Dataset entries.
PR #2871, opened 2026-08-10
feat(semrush-offsite): implement entitlement check for Semrush data access and update fallback logic for offsite audits (LLMO-6841)

tb-adbe:

## Related Issues
 - LLMO-6841

Thanks for contributing!

## Change Management

```yaml
cm-assessment: v1
changeType: standard
impact: unnoticeable
risk: minor
changeApprovedBy: ["Andrei Paraschiv", "@amitruluimadalina", "Dominique Jäggi"]
```

### DIFF
--- a/src/offsite-brand-presence/handler.js
+++ b/src/offsite-brand-presence/handler.js
@@ -18,6 +18,7 @@ import { AuditBuilder } from '../common/audit-builder.js';
 import { noopUrlResolver } from '../common/index.js';
 import { getPreviousWeeks, loadBrandPresenceData } from '../utils/offsite-brand-presence-enrichment.js';
 import { loadCitedUrlsFromSemrush } from '../utils/offsite-brand-presence-semrush.js';
+import { SEMRUSH_ENTITLEMENT_SKIP_REASONS } from '../utils/semrush-entitlement.js';
 import { postMessageOptional } from '../utils/slack-utils.js';
 import {
   computeBrandTokens,
@@ -107,12 +108,6 @@ const LOG_PREFIX = '[OffsiteBrandPresence]';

What is expected. The lines wanted are those from the one with "## Related Issues" through the last line of the records, repeated exactly and with both ends included.

Exercise result.
## Related Issues
 - LLMO-6841

Thanks for contributing!

## Change Management

```yaml
cm-assessment: v1
changeType: standard
impact: unnoticeable
risk: minor
changeApprovedBy: ["Andrei Paraschiv", "@amitruluimadalina", "Dominique Jäggi"]
```

### DIFF
--- a/src/offsite-brand-presence/handler.js
+++ b/src/offsite-brand-presence/handler.js
@@ -18,6 +18,7 @@ import { AuditBuilder } from '../common/audit-builder.js';
 import { noopUrlResolver } from '../common/index.js';
 import { getPreviousWeeks, loadBrandPresenceData } from '../utils/offsite-brand-presence-enrichment.js';
 import { loadCitedUrlsFromSemrush } from '../utils/offsite-brand-presence-semrush.js';
+import { SEMRUSH_ENTITLEMENT_SKIP_REASONS } from '../utils/semrush-entitlement.js';
 import { postMessageOptional } from '../utils/slack-utils.js';
 import {
   computeBrandTokens,
@@ -107,12 +108,6 @@ const LOG_PREFIX = '[OffsiteBrandPresence]';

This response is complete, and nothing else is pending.